The application guidelines strongly suggest that letters of recommendation be submitted on line, but one of my professors prefers paper. Will that be a problem?

Although it’s understandable why an admissions office prefers materials to be collected in one electronic file (or paper envelope), there should be a provision for submitting hard-copy letters. Check the web site for a form that can be printed for the professor, and ask her to mail it in for you.

How strict are application deadlines?

They are very strict for admission to competitive programs and for consideration for fellowship awards; deadlines tend to be less strict and later in the year for less competitive programs.

Will I be eligible for a waiver of the application fee?

The school’s web site should make clear whether fee waivers are a possibility and, if so, who will qualify for them. Policies differ widely and may include a fee reimbursement rather than an actual waiver. Waivers are usually tied to financial need, often determined by undergraduate financial aid status.

If I am not certain about the Ph.D. as a goal; should I apply to the master’s degree program first?

An MA or MS degree can enhance your credentials for a variety of career tracks, and the degree program may provide the time, experience and training that might gain you admission to a more competitive doctoral degree program.  Remember that many departments in arts and sciences, especially in research intensive universities, will not offer the master’s as a terminal degree; thus, they do not accept applicants who apply only for a master’s degrees. Also, earning a master’s degree will not admit you automatically to the Ph.D. program in the same department or institution.

What is an umbrella program?

Umbrella programs provide a structure for faculty and students to interact across departmental boundaries. Generally based in the natural and biomedical sciences, the programs also serve as a gateway to the Ph.D. programs in the participating faculty departments. Students accepted into such a program eventually choose one of the participating faculty as a doctoral advisor and move to that faculty member’s home department to complete the degree. To help the student make a decision about the mentor and department, the program offers a lab rotation schedule for the first year.

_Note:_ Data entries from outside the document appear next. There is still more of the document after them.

PR #1023, opened 2026-08-30
feat(dashboard): add a command panel for the MediaPlayback cluster

lboue:
## Type of change

## Description

Adds a dedicated command panel for the MediaPlayback cluster (ID 1286 / 0x0506) to the Dashboard, replacing the generic "DEV Commands" list previously shown for that cluster.

- A playback state chip (Playing / Paused / Not playing / Buffering), decoded from `CurrentState`.
- A position/duration readout (`SampledPosition` / `Duration`), formatted as `m:ss` (or `h:mm:ss`), plus the current `PlaybackSpeed` when it differs from 1x.
- A transport control row: Previous, Rewind, Play, Pause, Stop, Fast Forward, Next, Start Over.
- Skip Forward / Skip Backward with a configurable delta (ms).

Every control is shown only if the device actually advertises the corresponding command in its `AcceptedCommandList`, matching the pattern already used for the DoorLock panel. `Seek`, `ActivateAudioTrack`, `ActivateTextTrack`, and `DeactivateTextTrack` are intentionally left out of this first pass (track selection / seek position UI is a separate, larger piece of work).

### Screenshot

image

## Backing evidence

Not applicable — this is a new feature, not a fix for existing wrong behavior.

- Related issue: #

## Checklist

- [x] `npm test` passes

### DIFF
--- a/CHANGELOG.md
+++ b/CHANGELOG.md
@@ -9,6 +9,7 @@ This page shows a detailed overview of the changes between versions without the 
 
 ## **WORK IN PROGRESS**
 
+- Enhancement: (lboue) Added a command panel for the MediaPlayback cluster to Dashboard, with transport controls (Play, Pause, Stop, Previous, Next, Rewind, Fast Forward, Start Over, Skip Forward/Backward) gated by the device's AcceptedCommandList, plus a playback state/position readout
 - Enhancement: (lboue) Added a command panel for the DoorLock cluster to Dashboard
 - Enhancement: (lboue) Added Presets and Thermostat Suggestions (Thermostat cluster PRES/TSUGGEST features) panels to Dashboard
 - Fix: BLE proxy connections are pinged every 15 seconds and terminated after 45 to 60 seconds of silence, so a proxy client that loses power is detected instead of staying registered indefinitely
--- a/packages/dashboard/src/pages/cluster-commands/clusters/media-playback-commands.ts
+++ b/packages/dashboard/src/pages/cluster-commands/clusters/media-playback-commands.ts
@@ -1,0 +1,252 @@
+/**
+ * @license
+ * Copyright 2025-2026 Open Home Foundation
+ * SPDX-License-Identifier: Apache-2.0
+ */
+
+import "@material/web/button/outlined-button";
+import "@material/web/iconbutton/outlined-icon-button";
+import {
+    mdiFastForward,
+    mdiPause,
+    mdiPlay,
+    mdiRestart,
+    mdiRewind,
+    mdiSkipBackward,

How can I be classified as a state resident for purposes of tuition?

As is the case for undergraduates in public universities, graduate students are charged a lower rate of tuition if they are in state residents. The guidelines for determining residency for tuition purposes should be included on the graduate school, registrar or bursar’s office web page. Typically, a student must be domiciled in the state for at least one year. Undergraduates who arrived in the state to attend college are not considered domiciled.

I applied last year but was not accepted; should I reapply?

There are many reasons why a student could submit a stronger application in the year following an unsuccessful attempt. Completing a research project with distinction or completing more advanced course work associated with a new recommendation from one of these professors can make a difference. Reapplicants are invited to submit their personal statements for evaluation to Dr. Nijhout for review and comment.

What is an ABD?

ABD is short for “all but dissertation.” It is a descriptor, not a degree.